The Jakarta Post
The wood carvings of the Asmat people of Papua are famous throughout the world. However, the Kamoro people who live near Timika, the capital of Mimika regency, have a tradition of carving that rivals their peers in other parts of the province.
A Hungarian named Kal Muller, 76, has been a longtime promoter of the Kamoro carvers working in Kekwa village. 'To get actual Kamoro woodcarvings, I have to visit the villages in the interior of Timika Pantai, including Kekwa village. It can be covered in a three-hour drive to the south of Timika in a wooden longboat,' he says.
'The uniqueness and beauty of the Kamoro carvings made me interested in coming to Indonesia, especially Papua. However, it took a long time for me to be able to visit Papua and see the typical wood carvings of the Kamoro,' Muller, who has written more than 20 books on Indonesia, said.
People have been grateful for his help, carver Yoseph Ukapuka says. '[Muller] is our pioneer in introducing our carvings to the outside world. All the Kamoro people consider him as the savior and father of Kamoro woodcarvings,' said the 60-year-old, who has been carving since he was 17.
Carver Herman Kiripi says that the Kamoro have never employed drawings or sketches.
'We just observe what is around us, then channel it in the form of carving,' the 21-year-old says. 'Outside carvers usually make their carvings based on a sketch or a drawing. We rely only on chisel and hammer.'
'Each type of carving has its own navel,' Oktovianus Etapoka, 54, the former head of Kekwa village, said. 'This is far different, as compared to other tribal carvings. One type of product is carved by one person alone. The time it takes to carve depends very much on carving motifs and complexity, as well as the type of wood.'
Ironwood and cork are favored, Yoseph, says. 'Cork wood is very light and easy to carve, unlike the ironwood, which needs extra power because of its strength. It needs patience, thoroughness, and perseverance. Ironwood can last for years.'
According to Herman, the paint used to make finished pieces is comprised of water mixed with a lime made from burnt shells, green leaves and a kind of red rambutan fruit.
After painting, carvings are dried over a local type of wood-fired furnace called an utameyamuk.
Luluk Intarti, who has worked with Muller since 1998, says that Muller typically makes a down payment of Rp 50,000 (US$4.17) to Rp 300,000 for pieces that he typically auctions for from Rp 200,000 to Rp 10 million, depending on size, intricacy and type of wood.
A single auction can reap up to Rp 70 million, Luluk says. 'Profits from the sale are given back to the carvers. Most of the buyers are expatriates and nationals who happen to work for world giant mining Freeport Indonesia.'
Luluk said there were three typically Kamoro wood-carving exhibitions a year ' in Bali, Jakarta and Surabaya, East Java.
He rattles off the types and prices of carvings favored by the Kamoro.

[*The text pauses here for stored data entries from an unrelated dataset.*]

PR #532, opened 2022-03-18
Modify bedrock/java edition block map schema for easier parsing

extremeheat:
Modifies the bedrock-to-java edition block mapping data schema to be friendlier to parsing, lessening the need to do string manipulation

```json
"minecraft:cobblestone_wall[wall_block_type=cobblestone,wall_connection_type_east=none,wall_connection_type_north=none,wall_connection_type_south=none,wall_connection_type_west=none,wall_post_bit=1]": "minecraft:cobblestone_wall[east=none,north=none,south=none,up=true,waterlogged=false,west=none]",
```
=>

```json
  "cobblestone_wall": {
    "wall_block_type=cobblestone,wall_connection_type_east=none,wall_connection_type_north=none,wall_connection_type_south=none,wall_connection_type_west=none,wall_post_bit=1": [
      "cobblestone_wall",
      "east=none,north=none,south=none,up=true,waterlogged=false,west=none"
    ],
```


rom1504:
What do you think about going directly for a decent schema then?
Something that looks like all the other schema of Minecraft data: a list of object with key property name

Could this all be flat ?

The schema is far from being explicit currently

extremeheat:
Yeah, that could be done. Codewise though keeping it in a tree structure makes it a bit easier to perform lookups

```js
let block = Block.fromStateId(n)
const stateKey = Object.entries(block.getProperties()).map(e => e.join('=')).join(',')
let [name, newStateKey] = mapping[block.name][stateKey]
let newStates = Object.fromEntries(newState.split(',').map(e => e.split('=')))
let newBlock = Block.fromProperties(name, newStates)
```

vs
```json
  "cobblestone_wall": [
    [
      { 
        "wall_block_type": "cobblestone",
        "wall_connection_type_east": "none",
        "wall_connection_type_north": "none",
        "wall_connection_type_south": "none",
        "wall_connection_type_west": "none",
        "wall_post_bit": "1"
      },
      "cobblestone_wall",
      {"east": "none", "north": "none", "south": "none", "up": "true", "waterlogged": "false", "west": "none"}
    ],
    [
      // ...
    ]
  ]
```
```js
let block = Block.fromStateId(n)
let originalStates = Object.entries(block.getProperties())
let mappedStates = mapping[block.name]
let newBlock
for (const mappedState of mappedStates) {
  let states = mappedState[0]
  let mapStates = mappedState[2]
  if (originalStates.every(([k, v]) => mapStates[k] == v)) { // loose compare
    newBlock = Block.fromProperties(mappedState[1], newStates)
  }
}
```

one way to simplify but keep the tree would be to make the mapped blockstates value an object
```json
  "cobblestone_wall": {
    "wall_block_type=cobblestone,wall_connection_type_east=none,wall_connection_type_north=none,wall_connection_type_south=none,wall_connection_type_west=none,wall_post_bit=1": [
      "cobblestone_wall",
      {"east": "none", "north": "none", "south": "none", "up": "true", "waterlogged": "false", "west": "none"}
    ],
```
```js
let block = Block.fromStateId(n)
const stateKey = Object.entries(block.getProperties()).map(e => e.join('=')).join(',')
let [name, newStates] = mapping[block.name][stateKey]
let newBlock = Block.fromProperties(name, newStates)
```

rom1504:
I'd suggest to do the same as for other minecraft data things: we have a more flat structure with explicit names here and we no indexing
Then in node-minecraft-data we add any indexes that can be helpful to users.

However I believe this makes sense only if we remove completely the tree structure from the json, something in the middle is not an huge improvement

rom1504:
please reopen if you want to finish it

Sertonix:
It would make sense to directly include this data in the blocks.json or blockStates.json files.
eg. in blocks.json
```json
{
  "id": 20,
  "name": "sapling",
  "displayName": "Oak Sapling",
  "hardness": 0,
  ...
  "toJava": {
    "[age_bit=0,sapling_type=oak]": "minecraft:oak_sapling[stage=0]",
    "[age_bit=1,sapling_type=oak]": "minecraft:oak_sapling[stage=1]"
  }
}
```
this would make it easy to lookup and flat

extremeheat:
No, that will greatly increase the size of the file for no gain. Mapping data is different than most block lookups, it's mainly only needed to be done when looking up block models.

Sertonix:
Ok.
Other topic: Could in the map file be included which version is used to convert to? This might not be important in most cases but it is important when you want your code to work precise.

extremeheat:
Possibly. But since Minecraft Java and Bedrock mostly use the same versioning (major/minor) you should be able to rely on this to assume the mapping. I don't think we track differences in patch version, the generator just maps to the latest minecraft java/bedrock version for the major.minor version.

PR #537, opened 2022-04-18
Fixed hardness & resistance of copper_ore

sefirosweb:


IceTank:
What do you base those values on? Are there other values that are the same as the copper ore ones?

sefirosweb:
I copied from: https://github.com/PrismarineJS/minecraft-data/blob/7e1e3e3baee9e492971b33773afdf90a7937c064/data/bedrock/1.17.10/blocks.json

PR #1872, opened 2016-12-13
darken new dashboard

teak:


EhsanKia:
hey teak can you also add darkening for the automod options here https://www.twitch.tv/settings/channel

PR #1893, opened 2016-12-18
Calculate player position automatically

OurFlagIsMined:
**TL;DR calculate player-position (top+left) automatically (using Twitch's own method), and use `setPlayerHeight` if you want to offset it from that position (otherwise, leave it at 0 for automatic positioning). Or if you don't care to be able to set player position (since Twitch's method sets it to the correct position regardless of what the header height is set to), scrap everything else in the function and just use `playerService.playerComponent.ownerView.rerender()` (just update `service:persistent-player` to `service:persistentPlayer`, since it appears to have changed to that).**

Prices for a yamate shield standing one-and-a-half-meter's high start at Rp 1.2 million, while a 15-meter tall imbitoro totem, intended to invite a powerful spirit to a ritual to ask for its blessing, costs at least Rp 10 million.
A wemawe representing the carver's ancestors ' familiar to outsiders from its elbows-on-knees position ' can take three days to carve and cost upwards of Rp 5 million, and a pekoro sago bowl adorned with geometric motifs and human and animal pictures can be had for as little as Rp. 300,000.
The best selling items, Luluk says, are iware fish carvings and eme drums covered in lizard skin, both ranging from Rp 300,000 to Rp 600,000.
'We hope that the local tourism department of Timika will help promote Kamoro carvings to other cities,' Oktovianus said.
Works from the carvers from Kekwa mentioned in this article can be found at the Kamoro Art Gallery at No. 22, Kampung Nawaripi Baru in Timika.